The 2014–15 season was Ulster's 21st season since the advent of professionalism in rugby union, and their first under Director of Rugby Les Kiss and head coach Neil Doak. They completed in the European Rugby Champions Cup and the Pro12.

New signings for this season included out-half Ian Humphreys, returning from his spell at London Irish, lock Franco van der Merwe, flanker Sean Reidy and fullback Louis Ludik. Rory Best was reinstated as captain, following the retirement of Johann Muller at the end of the previous season.

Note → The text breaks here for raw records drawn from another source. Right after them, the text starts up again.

PR #4224, opened 2022-01-05
test(cdc): Add defaultvalue integration test

### LINKED ISSUE #4223: Add related integration test and test-infra for DefaultValue

maxshuang:
Issue Number: close #4223 

### Check List 

Tests 

 - Integration test

Related changes

### Release note 

```release-note
`None`.
```

### DIFF
--- a/tests/integration_tests/default_value/config.toml
+++ b/tests/integration_tests/default_value/config.toml
@@ -1,0 +1,21 @@
+# Importer Configuration.
+
+log-level = "info"
+
+worker-count = 10
+job-count = 1000
+batch = 10
+
+pd = "127.0.0.1:2379"
+
+[[source-db]]
+host = "127.0.0.1"
+user = "root"
+password = ""
+port = 4000
+
+[[source-db]]
+host = "127.0.0.1"
+user = "root"
+password = ""
+port = 4001
--- a/tests/integration_tests/default_value/config.toml
+++ b/tests/integration_tests/default_value/config.toml
@@ -1,5 +1,4 @@
-# Importer Configuration.
-
+# Source DB config
 log-level = "info"
 
 worker-count = 10
--- a/tests/integration_tests/default_value/main.go
+++ b/tests/integration_tests/default_value/main.go
@@ -1,4 +1,4 @@
-// Copyright 2020 PingCAP, Inc.
+// Copyright 2022 PingCAP, Inc.
 //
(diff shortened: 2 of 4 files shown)


tests/integration_tests/default_value/main.go
```diff
@@ -0,0 +1,738 @@
+// Copyright 2020 PingCAP, Inc.
```
amyangfei, line 1:
```suggestion
// Copyright 2022 PingCAP, Inc.
```

tests/integration_tests/default_value/config.toml
```diff
@@ -0,0 +1,21 @@
+# Importer Configuration.
```
amyangfei, line 1: Seems this file can be removed now.

tests/integration_tests/default_value/main.go
```diff
@@ -0,0 +1,734 @@
...
+	for {
+		select {
+		case <-ctx.Done():
+			return
+		case <-ticker.C:
+			if enabled {
+				util.MustExec(db, "set global tidb_enable_async_commit = off")
+			} else {
+				util.MustExec(db, "set global tidb_enable_async_commit = on")
+			}
```
amyangfei, line 132: Is it more explicit to set `on` when enabled is true?

amyangfei: Besides we need to check the behavior of global variable, it seems set global variable `only apply to new connection sessions with TiDB`. https://docs.pingcap.com/tidb/stable/system-variables/#system-variables

tests/integration_tests/default_value/config.toml
maxshuang: In run.sh, all these two toml files are used.

tests/integration_tests/default_value/main.go
maxshuang: Get the point. I will remove the this global vasriable, because it seems has no effect on this test.

tests/integration_tests/default_value/config.toml
amyangfei: All right, please refine the comment, it was copied from binlog repo originally, `importer configuration` is misleading

hi-rustin (approved):
It would be a good idea to move the go file to the utils folder. The rest looks good!

amyangfei (approved):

In June 2014, David Humphreys left his post as the province's Director of Rugby, joining English Premiership side Gloucester. Later that month, head coach Mark Anscombe also left the province "with immediate effect". assistant coach Les Kiss filled the role of Director of Rugby on an interim basis. In October 2014, Kiss returned to his position with the Ireland team, with Neil Doak taking the role of head coach. Kiss would return to his role with Ulster on a full-time basis following the 2015 World Cup. Bryn Cunningham was appointed the new team manager, responsible for recruiting players and negotiating contracts. Defence coach Jonny Bell left at the end of the season to become assistant coach at Gloucester, replaced by Joe Barakat.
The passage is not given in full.